Prompt: Which lines of the entries below run from the one holding "-1,16 +1,42 @@" to the one holding "mathio, line 14: Great and simple test 👍", inclusive? Set down exactly those lines and no others.

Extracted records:
BEGIN

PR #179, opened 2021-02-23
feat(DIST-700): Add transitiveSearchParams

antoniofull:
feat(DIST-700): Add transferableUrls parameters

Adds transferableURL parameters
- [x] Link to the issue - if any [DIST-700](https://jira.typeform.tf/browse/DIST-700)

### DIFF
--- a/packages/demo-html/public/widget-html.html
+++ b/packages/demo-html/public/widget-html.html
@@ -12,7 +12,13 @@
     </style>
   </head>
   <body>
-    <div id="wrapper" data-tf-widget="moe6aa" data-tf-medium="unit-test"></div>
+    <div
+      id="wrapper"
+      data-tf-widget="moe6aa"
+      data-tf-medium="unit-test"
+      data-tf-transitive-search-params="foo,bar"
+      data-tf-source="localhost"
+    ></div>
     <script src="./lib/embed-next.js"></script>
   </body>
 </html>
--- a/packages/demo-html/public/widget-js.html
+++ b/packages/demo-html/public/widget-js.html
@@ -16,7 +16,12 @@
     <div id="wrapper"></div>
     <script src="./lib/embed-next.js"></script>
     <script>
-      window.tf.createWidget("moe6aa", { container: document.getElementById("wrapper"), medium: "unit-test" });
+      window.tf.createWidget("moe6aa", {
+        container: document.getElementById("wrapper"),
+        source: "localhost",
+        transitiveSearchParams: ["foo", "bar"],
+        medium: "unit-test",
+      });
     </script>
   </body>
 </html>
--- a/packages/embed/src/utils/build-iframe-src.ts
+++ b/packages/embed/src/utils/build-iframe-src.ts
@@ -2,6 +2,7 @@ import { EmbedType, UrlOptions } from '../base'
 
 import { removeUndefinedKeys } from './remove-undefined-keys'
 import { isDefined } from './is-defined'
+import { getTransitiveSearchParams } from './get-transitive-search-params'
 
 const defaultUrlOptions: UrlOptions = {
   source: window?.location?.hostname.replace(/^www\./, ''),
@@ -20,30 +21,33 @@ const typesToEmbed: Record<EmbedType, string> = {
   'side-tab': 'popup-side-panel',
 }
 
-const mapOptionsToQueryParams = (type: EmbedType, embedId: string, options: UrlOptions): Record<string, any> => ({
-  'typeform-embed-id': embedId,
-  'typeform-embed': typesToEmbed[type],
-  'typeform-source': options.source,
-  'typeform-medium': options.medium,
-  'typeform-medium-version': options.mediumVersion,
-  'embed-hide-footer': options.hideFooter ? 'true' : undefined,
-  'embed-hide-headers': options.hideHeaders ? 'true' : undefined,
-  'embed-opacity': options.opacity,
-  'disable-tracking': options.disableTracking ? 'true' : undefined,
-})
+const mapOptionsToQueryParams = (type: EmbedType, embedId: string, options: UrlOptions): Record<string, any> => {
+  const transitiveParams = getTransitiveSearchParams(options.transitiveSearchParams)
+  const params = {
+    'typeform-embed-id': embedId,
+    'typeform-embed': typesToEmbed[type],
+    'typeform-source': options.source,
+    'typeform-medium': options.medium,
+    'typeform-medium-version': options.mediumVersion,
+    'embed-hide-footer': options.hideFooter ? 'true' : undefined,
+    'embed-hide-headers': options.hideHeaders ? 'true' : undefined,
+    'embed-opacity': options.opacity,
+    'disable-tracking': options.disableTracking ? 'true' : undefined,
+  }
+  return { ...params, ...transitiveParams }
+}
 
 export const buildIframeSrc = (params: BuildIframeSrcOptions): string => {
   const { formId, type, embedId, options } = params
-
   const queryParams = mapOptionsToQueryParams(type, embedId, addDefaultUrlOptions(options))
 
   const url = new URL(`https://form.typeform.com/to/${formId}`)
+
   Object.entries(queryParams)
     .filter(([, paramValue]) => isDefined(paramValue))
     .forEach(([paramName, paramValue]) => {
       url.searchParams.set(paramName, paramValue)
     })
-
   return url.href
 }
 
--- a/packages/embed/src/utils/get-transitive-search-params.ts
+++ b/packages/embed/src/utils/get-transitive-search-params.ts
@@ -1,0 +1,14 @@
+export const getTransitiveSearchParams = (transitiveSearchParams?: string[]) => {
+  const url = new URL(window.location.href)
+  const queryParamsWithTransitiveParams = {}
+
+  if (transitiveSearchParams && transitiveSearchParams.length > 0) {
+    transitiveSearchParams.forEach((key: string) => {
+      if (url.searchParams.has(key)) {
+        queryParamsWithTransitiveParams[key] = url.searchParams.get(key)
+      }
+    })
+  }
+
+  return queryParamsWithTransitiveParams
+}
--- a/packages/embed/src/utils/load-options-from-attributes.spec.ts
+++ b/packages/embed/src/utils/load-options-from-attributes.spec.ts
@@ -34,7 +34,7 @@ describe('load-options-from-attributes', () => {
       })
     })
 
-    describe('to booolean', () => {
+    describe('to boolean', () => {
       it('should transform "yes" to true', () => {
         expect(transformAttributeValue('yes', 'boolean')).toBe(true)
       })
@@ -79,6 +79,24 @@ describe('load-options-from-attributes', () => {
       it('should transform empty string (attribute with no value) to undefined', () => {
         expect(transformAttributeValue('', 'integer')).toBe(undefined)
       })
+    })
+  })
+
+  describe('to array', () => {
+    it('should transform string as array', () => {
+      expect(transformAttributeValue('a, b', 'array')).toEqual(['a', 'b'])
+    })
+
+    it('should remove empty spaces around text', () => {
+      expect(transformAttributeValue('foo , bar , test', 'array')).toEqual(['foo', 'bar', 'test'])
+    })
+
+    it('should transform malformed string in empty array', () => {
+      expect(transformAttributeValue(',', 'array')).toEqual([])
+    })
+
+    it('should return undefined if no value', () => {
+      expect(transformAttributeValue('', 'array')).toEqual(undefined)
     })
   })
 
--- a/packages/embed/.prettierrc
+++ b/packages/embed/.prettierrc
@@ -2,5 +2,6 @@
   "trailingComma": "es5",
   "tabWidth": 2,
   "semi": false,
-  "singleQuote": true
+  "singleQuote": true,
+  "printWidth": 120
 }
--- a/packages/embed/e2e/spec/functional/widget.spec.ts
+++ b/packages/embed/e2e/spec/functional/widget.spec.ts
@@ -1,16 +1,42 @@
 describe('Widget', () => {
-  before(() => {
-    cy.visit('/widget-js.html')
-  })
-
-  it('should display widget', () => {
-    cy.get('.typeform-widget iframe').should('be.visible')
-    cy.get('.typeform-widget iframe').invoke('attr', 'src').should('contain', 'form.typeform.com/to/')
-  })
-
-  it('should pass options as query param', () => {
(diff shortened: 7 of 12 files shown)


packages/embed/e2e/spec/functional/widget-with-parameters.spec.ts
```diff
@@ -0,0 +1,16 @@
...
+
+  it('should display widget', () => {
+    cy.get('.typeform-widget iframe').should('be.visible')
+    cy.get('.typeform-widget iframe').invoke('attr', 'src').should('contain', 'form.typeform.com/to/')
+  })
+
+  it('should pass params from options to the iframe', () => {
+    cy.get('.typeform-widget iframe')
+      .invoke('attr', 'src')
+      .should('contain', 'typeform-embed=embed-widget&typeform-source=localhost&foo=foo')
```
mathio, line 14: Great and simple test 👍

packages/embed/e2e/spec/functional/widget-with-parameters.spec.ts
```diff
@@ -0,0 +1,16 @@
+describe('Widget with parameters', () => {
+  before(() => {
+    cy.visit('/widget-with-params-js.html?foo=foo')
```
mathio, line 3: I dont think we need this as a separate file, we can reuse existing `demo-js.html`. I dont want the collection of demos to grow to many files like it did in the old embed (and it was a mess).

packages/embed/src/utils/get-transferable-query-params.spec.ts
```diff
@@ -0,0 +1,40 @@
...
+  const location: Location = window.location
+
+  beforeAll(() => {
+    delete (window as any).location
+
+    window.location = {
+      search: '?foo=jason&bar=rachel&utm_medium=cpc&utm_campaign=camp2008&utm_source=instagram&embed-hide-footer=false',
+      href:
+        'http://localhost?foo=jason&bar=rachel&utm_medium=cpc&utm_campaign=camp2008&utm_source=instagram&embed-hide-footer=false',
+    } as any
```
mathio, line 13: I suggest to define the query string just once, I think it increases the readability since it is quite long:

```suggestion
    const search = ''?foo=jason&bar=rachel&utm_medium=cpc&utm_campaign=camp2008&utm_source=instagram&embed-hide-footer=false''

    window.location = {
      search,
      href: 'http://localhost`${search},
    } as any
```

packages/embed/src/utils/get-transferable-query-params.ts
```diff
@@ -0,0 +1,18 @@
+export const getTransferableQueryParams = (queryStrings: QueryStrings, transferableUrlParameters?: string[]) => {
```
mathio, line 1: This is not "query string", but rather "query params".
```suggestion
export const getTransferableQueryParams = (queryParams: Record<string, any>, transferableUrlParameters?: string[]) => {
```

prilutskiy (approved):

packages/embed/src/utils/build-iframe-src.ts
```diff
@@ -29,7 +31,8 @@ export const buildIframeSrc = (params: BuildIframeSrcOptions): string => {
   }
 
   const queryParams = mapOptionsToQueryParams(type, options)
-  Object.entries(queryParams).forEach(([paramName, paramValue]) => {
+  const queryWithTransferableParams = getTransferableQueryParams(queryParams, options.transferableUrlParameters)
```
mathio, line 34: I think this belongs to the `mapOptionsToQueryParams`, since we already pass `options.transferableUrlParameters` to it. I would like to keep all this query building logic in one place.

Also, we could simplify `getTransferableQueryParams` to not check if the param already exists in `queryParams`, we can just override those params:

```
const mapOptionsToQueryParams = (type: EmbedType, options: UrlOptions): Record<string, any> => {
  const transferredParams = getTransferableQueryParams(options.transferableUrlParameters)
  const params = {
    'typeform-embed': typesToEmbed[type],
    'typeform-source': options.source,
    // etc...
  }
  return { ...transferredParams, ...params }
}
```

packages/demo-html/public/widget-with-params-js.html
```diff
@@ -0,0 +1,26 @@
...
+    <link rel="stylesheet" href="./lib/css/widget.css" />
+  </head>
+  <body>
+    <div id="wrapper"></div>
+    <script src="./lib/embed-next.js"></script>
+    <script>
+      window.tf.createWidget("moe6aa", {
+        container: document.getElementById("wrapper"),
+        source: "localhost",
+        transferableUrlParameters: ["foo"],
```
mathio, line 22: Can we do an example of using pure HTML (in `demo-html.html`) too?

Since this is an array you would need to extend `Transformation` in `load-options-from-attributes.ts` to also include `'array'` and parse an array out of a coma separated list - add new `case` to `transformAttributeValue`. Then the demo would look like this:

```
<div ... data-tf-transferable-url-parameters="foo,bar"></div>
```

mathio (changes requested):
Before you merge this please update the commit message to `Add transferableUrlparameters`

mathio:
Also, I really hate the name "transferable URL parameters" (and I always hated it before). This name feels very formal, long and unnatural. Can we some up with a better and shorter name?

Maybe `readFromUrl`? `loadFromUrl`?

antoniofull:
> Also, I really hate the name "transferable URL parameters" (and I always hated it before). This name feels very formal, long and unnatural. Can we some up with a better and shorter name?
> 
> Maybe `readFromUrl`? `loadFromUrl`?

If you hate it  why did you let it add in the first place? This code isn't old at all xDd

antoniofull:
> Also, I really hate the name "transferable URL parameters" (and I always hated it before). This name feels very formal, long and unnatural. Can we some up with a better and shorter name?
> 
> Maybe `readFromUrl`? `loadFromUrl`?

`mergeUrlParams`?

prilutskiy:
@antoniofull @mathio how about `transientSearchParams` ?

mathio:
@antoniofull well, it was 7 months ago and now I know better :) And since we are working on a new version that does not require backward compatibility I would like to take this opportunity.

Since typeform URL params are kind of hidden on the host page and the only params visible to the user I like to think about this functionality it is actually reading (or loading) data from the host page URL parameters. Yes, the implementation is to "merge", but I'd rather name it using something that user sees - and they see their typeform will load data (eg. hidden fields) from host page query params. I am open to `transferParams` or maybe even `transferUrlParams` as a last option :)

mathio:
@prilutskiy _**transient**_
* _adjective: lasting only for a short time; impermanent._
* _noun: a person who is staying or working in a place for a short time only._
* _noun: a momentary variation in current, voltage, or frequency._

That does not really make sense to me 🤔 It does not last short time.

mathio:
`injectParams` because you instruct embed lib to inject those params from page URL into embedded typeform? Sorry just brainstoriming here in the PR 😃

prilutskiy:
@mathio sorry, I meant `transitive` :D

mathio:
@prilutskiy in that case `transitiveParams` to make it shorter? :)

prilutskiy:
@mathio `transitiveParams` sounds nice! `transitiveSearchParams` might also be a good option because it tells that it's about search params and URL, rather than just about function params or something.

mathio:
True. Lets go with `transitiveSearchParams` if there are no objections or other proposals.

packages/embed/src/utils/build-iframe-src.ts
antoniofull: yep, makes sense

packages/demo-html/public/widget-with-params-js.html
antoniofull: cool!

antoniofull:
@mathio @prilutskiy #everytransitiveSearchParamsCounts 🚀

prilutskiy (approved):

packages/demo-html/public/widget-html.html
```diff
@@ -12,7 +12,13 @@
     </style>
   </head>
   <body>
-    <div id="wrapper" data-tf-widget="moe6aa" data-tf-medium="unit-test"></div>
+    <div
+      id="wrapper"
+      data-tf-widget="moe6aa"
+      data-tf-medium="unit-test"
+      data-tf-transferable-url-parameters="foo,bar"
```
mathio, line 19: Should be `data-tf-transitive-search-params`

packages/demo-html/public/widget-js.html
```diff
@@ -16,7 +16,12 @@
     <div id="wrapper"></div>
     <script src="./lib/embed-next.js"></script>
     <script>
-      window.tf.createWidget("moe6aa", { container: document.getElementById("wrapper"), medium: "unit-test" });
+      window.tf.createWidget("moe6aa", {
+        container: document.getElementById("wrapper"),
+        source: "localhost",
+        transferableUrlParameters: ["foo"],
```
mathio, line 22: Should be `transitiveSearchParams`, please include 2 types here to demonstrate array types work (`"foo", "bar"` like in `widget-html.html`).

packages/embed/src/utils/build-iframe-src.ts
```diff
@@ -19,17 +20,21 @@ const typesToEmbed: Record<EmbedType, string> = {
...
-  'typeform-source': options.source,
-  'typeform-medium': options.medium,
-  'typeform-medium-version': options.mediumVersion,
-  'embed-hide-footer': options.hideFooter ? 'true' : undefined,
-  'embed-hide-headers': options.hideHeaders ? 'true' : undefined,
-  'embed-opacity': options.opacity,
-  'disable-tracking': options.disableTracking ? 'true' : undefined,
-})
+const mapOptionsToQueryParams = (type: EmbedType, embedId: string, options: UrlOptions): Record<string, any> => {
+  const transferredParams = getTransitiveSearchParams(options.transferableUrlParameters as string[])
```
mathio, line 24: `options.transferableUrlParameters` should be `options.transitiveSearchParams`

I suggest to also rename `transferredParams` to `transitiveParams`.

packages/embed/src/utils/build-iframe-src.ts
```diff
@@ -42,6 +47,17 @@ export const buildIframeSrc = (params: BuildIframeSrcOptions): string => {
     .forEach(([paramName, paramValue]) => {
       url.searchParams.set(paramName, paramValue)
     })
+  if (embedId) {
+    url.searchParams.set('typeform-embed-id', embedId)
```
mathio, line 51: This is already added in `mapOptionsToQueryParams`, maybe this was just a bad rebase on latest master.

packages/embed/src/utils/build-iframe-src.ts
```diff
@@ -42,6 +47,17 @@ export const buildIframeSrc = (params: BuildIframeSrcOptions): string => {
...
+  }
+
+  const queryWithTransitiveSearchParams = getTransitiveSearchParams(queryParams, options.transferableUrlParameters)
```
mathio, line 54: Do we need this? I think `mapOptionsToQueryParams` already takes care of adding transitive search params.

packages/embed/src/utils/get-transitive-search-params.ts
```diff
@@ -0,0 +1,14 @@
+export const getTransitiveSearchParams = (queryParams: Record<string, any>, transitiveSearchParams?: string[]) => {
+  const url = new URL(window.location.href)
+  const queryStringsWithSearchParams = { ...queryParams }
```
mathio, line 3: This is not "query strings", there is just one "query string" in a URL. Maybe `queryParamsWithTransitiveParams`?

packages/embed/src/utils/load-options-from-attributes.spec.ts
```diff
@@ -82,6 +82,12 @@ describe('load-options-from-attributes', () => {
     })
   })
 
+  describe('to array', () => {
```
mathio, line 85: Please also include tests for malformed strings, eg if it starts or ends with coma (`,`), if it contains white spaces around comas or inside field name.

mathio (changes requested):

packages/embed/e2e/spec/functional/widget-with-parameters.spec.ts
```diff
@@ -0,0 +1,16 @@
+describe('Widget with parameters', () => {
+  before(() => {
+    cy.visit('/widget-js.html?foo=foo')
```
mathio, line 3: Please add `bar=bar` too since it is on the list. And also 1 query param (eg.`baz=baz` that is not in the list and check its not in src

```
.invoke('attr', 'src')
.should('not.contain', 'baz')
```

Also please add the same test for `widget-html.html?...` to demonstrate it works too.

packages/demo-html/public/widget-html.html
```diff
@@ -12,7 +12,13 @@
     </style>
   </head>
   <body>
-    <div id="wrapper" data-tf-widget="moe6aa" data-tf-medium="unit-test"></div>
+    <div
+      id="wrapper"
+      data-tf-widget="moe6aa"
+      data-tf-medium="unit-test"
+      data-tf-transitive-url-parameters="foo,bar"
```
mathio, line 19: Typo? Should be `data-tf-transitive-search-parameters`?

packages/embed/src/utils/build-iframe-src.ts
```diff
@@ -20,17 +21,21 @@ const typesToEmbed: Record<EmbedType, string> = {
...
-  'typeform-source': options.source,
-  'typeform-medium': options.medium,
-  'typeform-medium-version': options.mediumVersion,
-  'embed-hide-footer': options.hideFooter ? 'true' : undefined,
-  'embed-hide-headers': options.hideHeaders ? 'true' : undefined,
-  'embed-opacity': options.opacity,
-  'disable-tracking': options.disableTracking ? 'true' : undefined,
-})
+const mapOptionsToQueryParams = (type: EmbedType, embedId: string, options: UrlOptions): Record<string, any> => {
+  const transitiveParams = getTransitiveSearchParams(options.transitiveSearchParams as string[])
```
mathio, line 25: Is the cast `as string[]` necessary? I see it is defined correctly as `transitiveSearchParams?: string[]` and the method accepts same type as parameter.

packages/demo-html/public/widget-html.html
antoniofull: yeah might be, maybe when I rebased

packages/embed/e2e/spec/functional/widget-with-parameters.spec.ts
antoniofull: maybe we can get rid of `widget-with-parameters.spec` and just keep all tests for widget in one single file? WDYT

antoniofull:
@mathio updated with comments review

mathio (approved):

END

Solution to the problem:
@@ -1,16 +1,42 @@
 describe('Widget', () => {
-  before(() => {
-    cy.visit('/widget-js.html')
-  })
-
-  it('should display widget', () => {
-    cy.get('.typeform-widget iframe').should('be.visible')
-    cy.get('.typeform-widget iframe').invoke('attr', 'src').should('contain', 'form.typeform.com/to/')
-  })
-
-  it('should pass options as query param', () => {
(diff shortened: 7 of 12 files shown)


packages/embed/e2e/spec/functional/widget-with-parameters.spec.ts
```diff
@@ -0,0 +1,16 @@
...
+
+  it('should display widget', () => {
+    cy.get('.typeform-widget iframe').should('be.visible')
+    cy.get('.typeform-widget iframe').invoke('attr', 'src').should('contain', 'form.typeform.com/to/')
+  })
+
+  it('should pass params from options to the iframe', () => {
+    cy.get('.typeform-widget iframe')
+      .invoke('attr', 'src')
+      .should('contain', 'typeform-embed=embed-widget&typeform-source=localhost&foo=foo')
```
mathio, line 14: Great and simple test 👍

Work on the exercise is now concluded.